-- What to work on --
Each entry below has to be written out again exactly.

Saved entries:
=-=-=-=-=

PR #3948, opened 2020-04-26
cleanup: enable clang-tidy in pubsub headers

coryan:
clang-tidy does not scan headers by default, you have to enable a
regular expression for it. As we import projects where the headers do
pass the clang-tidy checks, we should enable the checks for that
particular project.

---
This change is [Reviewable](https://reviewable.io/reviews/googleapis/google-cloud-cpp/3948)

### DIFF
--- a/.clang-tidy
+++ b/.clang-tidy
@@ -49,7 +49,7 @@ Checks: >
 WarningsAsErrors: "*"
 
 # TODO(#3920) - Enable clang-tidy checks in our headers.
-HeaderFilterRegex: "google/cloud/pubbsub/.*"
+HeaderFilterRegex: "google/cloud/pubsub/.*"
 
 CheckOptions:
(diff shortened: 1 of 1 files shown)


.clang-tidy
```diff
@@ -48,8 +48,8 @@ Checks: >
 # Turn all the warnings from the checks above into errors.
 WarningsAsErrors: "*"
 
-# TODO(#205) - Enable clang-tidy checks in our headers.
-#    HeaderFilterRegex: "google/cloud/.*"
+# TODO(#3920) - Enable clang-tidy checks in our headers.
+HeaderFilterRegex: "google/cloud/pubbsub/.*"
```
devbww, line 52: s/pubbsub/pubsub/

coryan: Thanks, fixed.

=-=-=-=-=

-- Solution below --
PR #3948, opened 2020-04-26
cleanup: enable clang-tidy in pubsub headers

coryan:
clang-tidy does not scan headers by default, you have to enable a
regular expression for it. As we import projects where the headers do
pass the clang-tidy checks, we should enable the checks for that
particular project.

---
This change is [Reviewable](https://reviewable.io/reviews/googleapis/google-cloud-cpp/3948)

### DIFF
--- a/.clang-tidy
+++ b/.clang-tidy
@@ -49,7 +49,7 @@ Checks: >
 WarningsAsErrors: "*"
 
 # TODO(#3920) - Enable clang-tidy checks in our headers.
-HeaderFilterRegex: "google/cloud/pubbsub/.*"
+HeaderFilterRegex: "google/cloud/pubsub/.*"
 
 CheckOptions:
(diff shortened: 1 of 1 files shown)


.clang-tidy
```diff
@@ -48,8 +48,8 @@ Checks: >
 # Turn all the warnings from the checks above into errors.
 WarningsAsErrors: "*"
 
-# TODO(#205) - Enable clang-tidy checks in our headers.
-#    HeaderFilterRegex: "google/cloud/.*"
+# TODO(#3920) - Enable clang-tidy checks in our headers.
+HeaderFilterRegex: "google/cloud/pubbsub/.*"
```
devbww, line 52: s/pubbsub/pubsub/

coryan: Thanks, fixed.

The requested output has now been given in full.